── Records shown

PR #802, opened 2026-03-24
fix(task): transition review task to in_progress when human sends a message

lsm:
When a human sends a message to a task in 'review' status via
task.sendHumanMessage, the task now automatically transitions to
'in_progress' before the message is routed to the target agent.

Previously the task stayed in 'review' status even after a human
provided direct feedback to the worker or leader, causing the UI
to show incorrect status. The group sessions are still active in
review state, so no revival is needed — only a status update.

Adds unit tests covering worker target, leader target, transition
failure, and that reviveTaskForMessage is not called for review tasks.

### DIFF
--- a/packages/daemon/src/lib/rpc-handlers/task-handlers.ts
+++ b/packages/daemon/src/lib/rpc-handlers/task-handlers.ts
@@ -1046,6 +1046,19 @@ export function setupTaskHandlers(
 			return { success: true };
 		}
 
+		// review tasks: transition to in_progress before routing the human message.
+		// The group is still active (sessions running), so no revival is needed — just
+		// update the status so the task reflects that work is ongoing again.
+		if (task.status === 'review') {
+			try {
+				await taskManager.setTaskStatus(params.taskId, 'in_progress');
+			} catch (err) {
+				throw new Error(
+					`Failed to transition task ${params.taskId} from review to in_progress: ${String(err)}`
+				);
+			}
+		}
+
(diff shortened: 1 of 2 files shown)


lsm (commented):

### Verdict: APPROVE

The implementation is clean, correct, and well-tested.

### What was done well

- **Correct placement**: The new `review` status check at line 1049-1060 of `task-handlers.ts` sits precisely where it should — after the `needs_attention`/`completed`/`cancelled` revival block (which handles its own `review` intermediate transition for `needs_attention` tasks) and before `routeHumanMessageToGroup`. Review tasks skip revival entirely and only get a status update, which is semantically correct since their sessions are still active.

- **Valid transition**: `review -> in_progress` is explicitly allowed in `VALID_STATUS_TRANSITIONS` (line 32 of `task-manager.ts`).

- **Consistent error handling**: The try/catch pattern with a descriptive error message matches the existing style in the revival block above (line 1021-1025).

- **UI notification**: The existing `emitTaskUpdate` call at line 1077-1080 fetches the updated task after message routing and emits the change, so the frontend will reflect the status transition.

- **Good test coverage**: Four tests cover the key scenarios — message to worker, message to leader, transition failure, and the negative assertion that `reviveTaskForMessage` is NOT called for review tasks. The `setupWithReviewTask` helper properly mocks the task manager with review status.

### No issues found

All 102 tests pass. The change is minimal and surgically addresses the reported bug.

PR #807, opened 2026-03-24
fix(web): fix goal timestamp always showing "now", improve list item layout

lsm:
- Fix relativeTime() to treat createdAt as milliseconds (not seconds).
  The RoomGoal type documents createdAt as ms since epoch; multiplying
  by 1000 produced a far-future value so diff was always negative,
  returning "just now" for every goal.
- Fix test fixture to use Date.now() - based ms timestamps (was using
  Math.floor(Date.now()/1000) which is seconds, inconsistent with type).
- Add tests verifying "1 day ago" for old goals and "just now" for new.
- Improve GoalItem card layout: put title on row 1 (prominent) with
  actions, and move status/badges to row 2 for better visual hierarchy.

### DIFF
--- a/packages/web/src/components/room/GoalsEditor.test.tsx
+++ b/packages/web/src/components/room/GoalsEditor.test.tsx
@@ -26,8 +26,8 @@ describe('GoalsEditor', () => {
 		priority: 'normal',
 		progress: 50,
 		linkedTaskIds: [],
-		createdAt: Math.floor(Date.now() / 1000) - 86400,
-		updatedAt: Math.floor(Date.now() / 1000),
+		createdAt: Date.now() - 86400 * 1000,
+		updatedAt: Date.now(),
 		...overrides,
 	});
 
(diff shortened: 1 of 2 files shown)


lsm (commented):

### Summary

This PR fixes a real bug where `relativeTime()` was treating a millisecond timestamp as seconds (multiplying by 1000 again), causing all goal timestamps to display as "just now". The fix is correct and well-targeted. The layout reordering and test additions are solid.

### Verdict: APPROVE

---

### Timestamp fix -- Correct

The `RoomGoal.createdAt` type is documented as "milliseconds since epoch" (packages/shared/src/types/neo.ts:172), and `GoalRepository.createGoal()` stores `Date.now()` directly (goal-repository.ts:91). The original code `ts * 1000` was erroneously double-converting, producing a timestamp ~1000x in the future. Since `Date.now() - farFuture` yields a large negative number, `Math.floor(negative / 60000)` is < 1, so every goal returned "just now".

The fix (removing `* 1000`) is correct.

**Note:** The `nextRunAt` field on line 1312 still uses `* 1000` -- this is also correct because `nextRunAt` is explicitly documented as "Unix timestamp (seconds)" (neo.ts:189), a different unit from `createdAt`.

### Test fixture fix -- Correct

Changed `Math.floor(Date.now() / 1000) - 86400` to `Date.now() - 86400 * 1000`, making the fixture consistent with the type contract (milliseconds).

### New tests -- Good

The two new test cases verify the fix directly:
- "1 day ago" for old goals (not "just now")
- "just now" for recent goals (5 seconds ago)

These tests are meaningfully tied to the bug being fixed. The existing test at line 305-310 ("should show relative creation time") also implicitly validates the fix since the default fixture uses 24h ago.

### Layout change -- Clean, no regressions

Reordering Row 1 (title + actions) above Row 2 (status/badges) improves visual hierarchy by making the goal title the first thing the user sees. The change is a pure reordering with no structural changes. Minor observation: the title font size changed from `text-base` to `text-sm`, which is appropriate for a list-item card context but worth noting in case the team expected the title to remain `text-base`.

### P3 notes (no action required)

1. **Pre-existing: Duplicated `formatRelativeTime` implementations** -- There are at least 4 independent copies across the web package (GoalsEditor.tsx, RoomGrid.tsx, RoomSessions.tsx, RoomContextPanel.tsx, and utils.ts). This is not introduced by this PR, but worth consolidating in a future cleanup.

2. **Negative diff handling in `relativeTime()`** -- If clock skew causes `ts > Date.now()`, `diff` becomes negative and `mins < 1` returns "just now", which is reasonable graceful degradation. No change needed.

────
── Records shown

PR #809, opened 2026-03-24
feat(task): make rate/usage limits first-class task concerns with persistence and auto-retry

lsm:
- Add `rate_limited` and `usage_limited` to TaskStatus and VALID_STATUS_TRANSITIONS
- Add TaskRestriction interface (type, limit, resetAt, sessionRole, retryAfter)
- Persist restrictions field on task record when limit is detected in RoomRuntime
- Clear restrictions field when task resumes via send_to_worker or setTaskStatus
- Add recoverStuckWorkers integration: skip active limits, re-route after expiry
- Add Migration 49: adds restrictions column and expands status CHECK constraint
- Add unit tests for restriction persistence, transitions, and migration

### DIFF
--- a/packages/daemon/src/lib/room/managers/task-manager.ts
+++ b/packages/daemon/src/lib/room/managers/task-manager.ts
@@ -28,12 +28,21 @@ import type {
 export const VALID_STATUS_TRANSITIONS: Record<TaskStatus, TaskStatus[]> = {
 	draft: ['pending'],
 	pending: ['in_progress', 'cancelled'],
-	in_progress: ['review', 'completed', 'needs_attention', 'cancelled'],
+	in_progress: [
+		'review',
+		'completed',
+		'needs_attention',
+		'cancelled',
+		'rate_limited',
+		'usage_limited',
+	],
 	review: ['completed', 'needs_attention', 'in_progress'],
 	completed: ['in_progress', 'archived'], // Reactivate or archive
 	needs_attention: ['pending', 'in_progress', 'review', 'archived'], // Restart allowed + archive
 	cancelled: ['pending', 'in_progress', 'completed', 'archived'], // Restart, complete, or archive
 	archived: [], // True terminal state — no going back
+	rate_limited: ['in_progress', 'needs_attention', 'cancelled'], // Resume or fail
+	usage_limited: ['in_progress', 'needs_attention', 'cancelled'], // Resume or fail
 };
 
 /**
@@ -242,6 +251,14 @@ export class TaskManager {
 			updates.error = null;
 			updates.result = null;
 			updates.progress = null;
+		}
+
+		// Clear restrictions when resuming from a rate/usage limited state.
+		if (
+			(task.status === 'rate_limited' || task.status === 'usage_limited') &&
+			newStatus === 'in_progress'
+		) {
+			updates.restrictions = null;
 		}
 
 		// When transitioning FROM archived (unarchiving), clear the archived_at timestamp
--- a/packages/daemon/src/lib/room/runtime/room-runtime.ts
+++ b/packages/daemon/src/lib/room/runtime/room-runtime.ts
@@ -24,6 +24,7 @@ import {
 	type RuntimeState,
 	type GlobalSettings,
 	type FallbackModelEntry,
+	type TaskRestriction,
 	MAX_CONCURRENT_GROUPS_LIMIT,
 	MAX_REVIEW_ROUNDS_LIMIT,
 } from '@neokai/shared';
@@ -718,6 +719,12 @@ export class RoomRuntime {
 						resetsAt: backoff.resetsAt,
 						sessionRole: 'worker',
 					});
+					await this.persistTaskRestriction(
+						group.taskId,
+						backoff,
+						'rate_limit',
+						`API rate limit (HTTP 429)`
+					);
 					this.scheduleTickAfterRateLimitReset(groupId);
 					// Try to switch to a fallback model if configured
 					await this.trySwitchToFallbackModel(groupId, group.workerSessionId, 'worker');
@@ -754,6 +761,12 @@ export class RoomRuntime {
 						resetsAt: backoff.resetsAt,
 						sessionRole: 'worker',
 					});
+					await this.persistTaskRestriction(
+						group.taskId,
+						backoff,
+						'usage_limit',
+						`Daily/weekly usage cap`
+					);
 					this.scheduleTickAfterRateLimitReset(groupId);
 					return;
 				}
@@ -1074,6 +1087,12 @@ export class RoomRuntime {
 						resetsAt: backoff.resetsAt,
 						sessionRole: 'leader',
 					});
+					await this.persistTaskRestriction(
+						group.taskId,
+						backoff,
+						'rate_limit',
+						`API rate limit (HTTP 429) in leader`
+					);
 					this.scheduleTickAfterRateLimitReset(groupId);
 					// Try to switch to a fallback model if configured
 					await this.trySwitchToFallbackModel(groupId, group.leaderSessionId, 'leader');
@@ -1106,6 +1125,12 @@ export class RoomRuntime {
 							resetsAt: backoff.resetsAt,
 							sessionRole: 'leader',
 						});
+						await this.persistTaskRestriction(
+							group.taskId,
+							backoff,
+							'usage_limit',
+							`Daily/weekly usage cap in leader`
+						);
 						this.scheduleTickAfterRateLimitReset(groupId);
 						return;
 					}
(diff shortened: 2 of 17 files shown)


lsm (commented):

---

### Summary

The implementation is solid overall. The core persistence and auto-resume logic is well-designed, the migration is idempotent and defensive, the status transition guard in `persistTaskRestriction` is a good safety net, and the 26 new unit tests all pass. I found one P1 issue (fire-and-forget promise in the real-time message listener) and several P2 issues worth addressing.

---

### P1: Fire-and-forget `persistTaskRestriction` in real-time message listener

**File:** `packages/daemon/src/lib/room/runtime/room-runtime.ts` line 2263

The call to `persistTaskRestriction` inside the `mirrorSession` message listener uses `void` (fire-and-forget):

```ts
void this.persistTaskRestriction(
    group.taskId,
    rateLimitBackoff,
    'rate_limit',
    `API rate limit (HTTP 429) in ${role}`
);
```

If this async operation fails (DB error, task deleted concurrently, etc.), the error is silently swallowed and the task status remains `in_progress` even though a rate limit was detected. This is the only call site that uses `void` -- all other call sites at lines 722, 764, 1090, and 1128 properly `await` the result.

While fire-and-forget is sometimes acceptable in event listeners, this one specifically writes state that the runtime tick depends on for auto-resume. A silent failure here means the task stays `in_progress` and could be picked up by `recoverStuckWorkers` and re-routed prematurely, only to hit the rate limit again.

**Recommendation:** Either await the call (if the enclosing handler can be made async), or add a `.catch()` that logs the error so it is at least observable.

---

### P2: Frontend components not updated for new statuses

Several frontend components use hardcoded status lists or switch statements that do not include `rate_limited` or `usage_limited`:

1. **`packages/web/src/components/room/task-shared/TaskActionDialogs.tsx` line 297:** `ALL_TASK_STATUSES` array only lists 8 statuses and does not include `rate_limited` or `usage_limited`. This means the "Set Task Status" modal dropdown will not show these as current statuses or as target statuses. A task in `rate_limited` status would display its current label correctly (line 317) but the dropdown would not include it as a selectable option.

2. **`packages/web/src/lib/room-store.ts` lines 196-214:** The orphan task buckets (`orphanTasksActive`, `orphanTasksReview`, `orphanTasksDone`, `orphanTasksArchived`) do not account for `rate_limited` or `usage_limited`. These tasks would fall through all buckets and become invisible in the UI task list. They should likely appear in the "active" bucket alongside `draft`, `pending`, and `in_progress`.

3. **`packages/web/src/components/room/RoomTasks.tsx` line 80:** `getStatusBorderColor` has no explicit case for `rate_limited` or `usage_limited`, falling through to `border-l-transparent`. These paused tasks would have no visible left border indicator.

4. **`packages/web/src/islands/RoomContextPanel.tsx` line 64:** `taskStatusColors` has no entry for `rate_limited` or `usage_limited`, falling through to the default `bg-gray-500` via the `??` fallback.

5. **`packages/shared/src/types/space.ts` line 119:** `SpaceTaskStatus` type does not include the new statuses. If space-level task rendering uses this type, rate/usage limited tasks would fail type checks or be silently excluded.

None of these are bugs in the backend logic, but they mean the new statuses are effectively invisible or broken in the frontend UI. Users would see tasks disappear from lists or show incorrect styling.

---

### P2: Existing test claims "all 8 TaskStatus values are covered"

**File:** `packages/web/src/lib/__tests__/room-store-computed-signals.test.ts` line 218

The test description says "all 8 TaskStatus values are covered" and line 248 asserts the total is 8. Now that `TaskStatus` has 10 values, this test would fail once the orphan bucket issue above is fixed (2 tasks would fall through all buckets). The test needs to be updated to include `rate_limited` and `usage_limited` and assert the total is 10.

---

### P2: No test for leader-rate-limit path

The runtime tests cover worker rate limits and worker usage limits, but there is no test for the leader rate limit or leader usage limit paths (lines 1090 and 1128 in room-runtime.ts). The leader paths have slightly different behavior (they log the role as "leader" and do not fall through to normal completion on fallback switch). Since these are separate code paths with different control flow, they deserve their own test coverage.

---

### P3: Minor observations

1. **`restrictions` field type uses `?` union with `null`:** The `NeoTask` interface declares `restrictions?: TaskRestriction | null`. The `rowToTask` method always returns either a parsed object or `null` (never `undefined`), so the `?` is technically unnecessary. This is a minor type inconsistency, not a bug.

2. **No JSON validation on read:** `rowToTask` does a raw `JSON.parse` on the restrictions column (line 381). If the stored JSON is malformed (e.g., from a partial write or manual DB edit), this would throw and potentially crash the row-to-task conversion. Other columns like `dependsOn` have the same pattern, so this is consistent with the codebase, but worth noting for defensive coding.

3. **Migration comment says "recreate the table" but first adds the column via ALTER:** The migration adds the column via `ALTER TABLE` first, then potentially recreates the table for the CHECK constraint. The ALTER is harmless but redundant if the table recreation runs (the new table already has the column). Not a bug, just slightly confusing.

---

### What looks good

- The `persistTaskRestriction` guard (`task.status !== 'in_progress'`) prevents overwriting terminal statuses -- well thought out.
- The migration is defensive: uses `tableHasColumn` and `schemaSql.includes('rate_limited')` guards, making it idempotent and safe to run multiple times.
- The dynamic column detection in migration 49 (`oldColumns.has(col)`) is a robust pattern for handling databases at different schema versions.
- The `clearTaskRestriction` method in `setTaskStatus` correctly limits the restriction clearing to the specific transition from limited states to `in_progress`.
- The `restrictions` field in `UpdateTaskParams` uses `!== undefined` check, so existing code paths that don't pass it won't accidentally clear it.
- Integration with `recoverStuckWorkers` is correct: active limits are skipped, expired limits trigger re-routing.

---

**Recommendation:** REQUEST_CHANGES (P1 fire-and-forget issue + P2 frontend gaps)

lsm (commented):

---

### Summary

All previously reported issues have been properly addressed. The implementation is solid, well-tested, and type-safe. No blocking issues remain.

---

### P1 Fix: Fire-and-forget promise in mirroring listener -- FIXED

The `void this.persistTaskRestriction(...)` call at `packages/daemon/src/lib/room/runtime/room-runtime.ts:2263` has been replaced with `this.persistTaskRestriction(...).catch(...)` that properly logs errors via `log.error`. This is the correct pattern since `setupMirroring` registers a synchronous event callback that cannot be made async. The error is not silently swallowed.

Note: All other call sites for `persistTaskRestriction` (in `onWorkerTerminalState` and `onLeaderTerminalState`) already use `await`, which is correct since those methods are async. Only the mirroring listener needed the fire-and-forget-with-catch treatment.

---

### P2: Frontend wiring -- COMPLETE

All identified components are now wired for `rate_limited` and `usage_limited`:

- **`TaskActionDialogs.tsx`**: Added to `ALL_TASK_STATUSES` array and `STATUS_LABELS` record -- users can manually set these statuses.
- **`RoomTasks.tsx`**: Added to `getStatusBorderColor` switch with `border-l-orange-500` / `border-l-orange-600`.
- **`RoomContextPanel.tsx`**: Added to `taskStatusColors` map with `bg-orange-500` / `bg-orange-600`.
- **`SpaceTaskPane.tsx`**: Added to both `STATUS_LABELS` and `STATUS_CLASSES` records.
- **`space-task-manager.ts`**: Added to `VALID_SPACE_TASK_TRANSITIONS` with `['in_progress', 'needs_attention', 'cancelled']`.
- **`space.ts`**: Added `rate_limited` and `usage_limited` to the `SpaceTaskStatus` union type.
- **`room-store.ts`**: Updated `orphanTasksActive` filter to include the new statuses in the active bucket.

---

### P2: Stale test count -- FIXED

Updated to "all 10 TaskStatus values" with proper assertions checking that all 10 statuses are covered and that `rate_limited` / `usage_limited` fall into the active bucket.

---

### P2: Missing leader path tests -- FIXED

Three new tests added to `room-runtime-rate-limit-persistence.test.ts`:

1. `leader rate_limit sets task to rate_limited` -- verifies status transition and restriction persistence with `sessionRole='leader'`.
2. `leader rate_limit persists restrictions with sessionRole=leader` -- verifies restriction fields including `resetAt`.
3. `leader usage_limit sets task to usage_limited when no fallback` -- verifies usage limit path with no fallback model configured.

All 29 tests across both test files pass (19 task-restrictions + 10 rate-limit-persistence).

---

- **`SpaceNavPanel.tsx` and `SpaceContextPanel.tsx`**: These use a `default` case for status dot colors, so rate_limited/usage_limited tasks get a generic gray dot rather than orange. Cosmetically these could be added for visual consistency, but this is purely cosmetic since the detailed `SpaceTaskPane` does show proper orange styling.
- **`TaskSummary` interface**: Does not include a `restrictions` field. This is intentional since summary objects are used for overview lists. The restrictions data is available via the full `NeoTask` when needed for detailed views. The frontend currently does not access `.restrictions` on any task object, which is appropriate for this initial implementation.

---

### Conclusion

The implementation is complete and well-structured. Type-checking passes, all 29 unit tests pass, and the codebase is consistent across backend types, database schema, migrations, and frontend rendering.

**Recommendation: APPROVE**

────

▶ Task to carry out
Look through the records and copy down every line that holds "causing".

▶ Solution
provided direct feedback to the worker or leader, causing the UI
This PR fixes a real bug where `relativeTime()` was treating a millisecond timestamp as seconds (multiplying by 1000 again), causing all goal timestamps to display as "just now". The fix is correct and well-targeted. The layout reordering and test additions are solid.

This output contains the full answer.